Weiterlesen: Maeder Strafvollzug
© ProLitteris, Joachim Nelles
Joachim Nelles und Andreas Fuhrer
Drogen im Strafvollzug. Problematik und Ansätze für einen risikoärmeren Umgang
Einführung
In nur dreißig Jahren, zwischen 1965 und 1994, stieg in der Schweiz die jährliche Zahl der Verurteilungen nach dem Betäubungsmittelgesetz von anfänglich 9 auf 9055 Fälle, darunter 2999 unbedingte Freiheitsstrafen (Estermann 1997). In deutschen Gefängnissen sitzt rund ein Viertel der Gefangenen wegen Verstößen gegen das Drogengesetz ein (Quensel 1997).

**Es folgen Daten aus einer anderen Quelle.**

PR #1134, opened 2024-10-30
Force reload when user has changed reportee in another tab

allinox:
## Description

This PR introduces a check on the value of the cookie `AltinnPartyId` (which later will be changed to AltinnPartyUuid) so as to force a reload if the value changes due to a change in reportee in a different tab.
The user is informed that the reload is to be happening with an alert.

This will hopefully solve the issue of possibly delegating something on behalf of a different party than intended which could potentially happen if the reportee is changed in one tab while performing a delegation in another without the GUI being updated.

## Related Issue(s)
- #1133 

## Verification
- [ ] All tests run green

## Documentation

### DIFF
--- a/src/resources/Cookie/CookieMethods.ts
+++ b/src/resources/Cookie/CookieMethods.ts
@@ -16,21 +16,27 @@ export function getCookie(cname: string) {
   return '';
 }
 
+/**
+ * Detects changes in a given cookie by polling it with the given interval
+ * @param cookieName The name of the cookie to be checked
+ * @param interval The interval in which to poll the cookie (given in milliseconds)
+ * @returns `true` if the cookie has been changed from it's original value, `false` otherwise.
+ */
 export const useCookieListener = (cookieName: string, interval = 2000) => {
-  const [cookie, setCookie] = useState(getCookie(cookieName));
-  const [displayAlert, setDisplayAlert] = useState(false);
+  const [cookieValue, setCookieValue] = useState(getCookie(cookieName));
+  const [cookieChanged, setCookieChanged] = useState(false);
 
   useEffect(() => {
     const checkCookie = setInterval(() => {
       const currentCookie = getCookie(cookieName);
-      if (currentCookie !== cookie) {
-        setCookie(currentCookie);
-        setDisplayAlert(true);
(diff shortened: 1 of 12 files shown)


src/resources/Cookie/CookieMethods.ts
```diff
@@ -13,3 +15,22 @@ export function getCookie(cname: string) {
...
+      if (currentCookie !== cookie) {
+        setCookie(currentCookie);
+        setDisplayAlert(true);
+      }
+    }, interval); // Check every interval
+
+    return () => clearInterval(checkCookie);
+  }, [cookie, cookieName]);
+
+  return displayAlert;
```
sonwit, line 35: I'm not sure if this will be used for anything else than displaying an alert, but in the context of a "useCookieListener"-function, should "displayAlert" also have a more generic name like "cookieChanged" or "cookieUpdateDetected"?

src/resources/Cookie/CookieMethods.ts
```diff
@@ -13,3 +15,22 @@ export function getCookie(cname: string) {
...
+    const checkCookie = setInterval(() => {
+      const currentCookie = getCookie(cookieName);
+      if (currentCookie !== cookie) {
+        setCookie(currentCookie);
+        setDisplayAlert(true);
+      }
+    }, interval); // Check every interval
+
+    return () => clearInterval(checkCookie);
+  }, [cookie, cookieName]);
```
sonwit, line 33: I suggest not having the cookie in the dependency array. We use setCookie inside the interval, and whenever the cookie state changes, the effect will re-run, potentially causing issues. 

```suggestion
  }, [cookie, interval]);
```

sonwit (approved):
Nice work! I left a few comments. 

I'll approve this and you can merge when you are ready. 👍🏼

src/resources/Cookie/CookieMethods.ts
allinox: Good point - I'll fix! 👩‍🔧

src/resources/Cookie/CookieMethods.ts
allinox: I agree - I'll change it 🫡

Diese beiden Beispiele spiegeln die sich seit den 60er Jahren abzeichnende internationale Tendenz, mehr und mehr Personen wegen Drogendelikten oder Beschaffungskriminalität zu verurteilen – eine Entwicklung, die einerseits auf die zunehmende Verbreitung illegaler Drogen zurückzuführen ist, andererseits aber auch als Folge der drogenpolitischen Repressionsstrategie gewertet werden muss (ausführlich für die Schweiz: Estermann et al. 1996).

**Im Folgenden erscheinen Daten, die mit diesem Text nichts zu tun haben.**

PR #1144, opened 2024-11-07
Fixed missing scopes in API delegation overview

allinox:
## Description

Noticed that scopes were no longer showing in the overview, so made a quick fix.

Also removed attempt at bypassing the CAPTCHA in tt02 that ended up not working.


sonwit (approved):
👍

Ein Großteil der drogenbedingt Inhaftierten ist selbst drogenabhängig, ja gerade aufgrund der eigenen Sucht, etwa wegen illegalen Drogenkonsums oder durch Beschaffungsdelikte, erst straffällig geworden. Die meisten von ihnen finden Mittel und Wege, den Drogenkonsum im Gefängnis fortzusetzen. Die wenigen verfügbaren Untersuchungen belegen eine massive Überrepräsentation Drogenabhängiger und -konsumierender unter Straffälligen. So sind gemäß einer Erhebung des Schweizerischen Bundesamtes für Statistik 25 bis 50% der Insassinnen in Schweizer Gefängnissen drogenabhängig (Koller 1997). In der weiter unten dargestellten, in der Frauenstrafanstalt Hindelbank durchgeführten Studie wurde ein Anteil von Heroin- und Kokainkonsumierenden von 40% gefunden, von denen wiederum über 80% im Gefängnis den Konsum von Heroin oder Kokain fortsetzten. Diese Größenordnungen stehen beispielhaft für viele Strafanstalten in Industrieländern, d.h. es muss von erheblichen Anteilen intravenös Drogen konsumierender Gefängnisinsassen ausgegangen werden (Tabelle 1). Der Umstand, dass Drogenkonsumentlnnen aufgrund ihres suchtspezifischen Verhaltens während des Vollzugs häufiger keine vorzeitige Entlassung gewährt wird, akzentuiert die Situation noch.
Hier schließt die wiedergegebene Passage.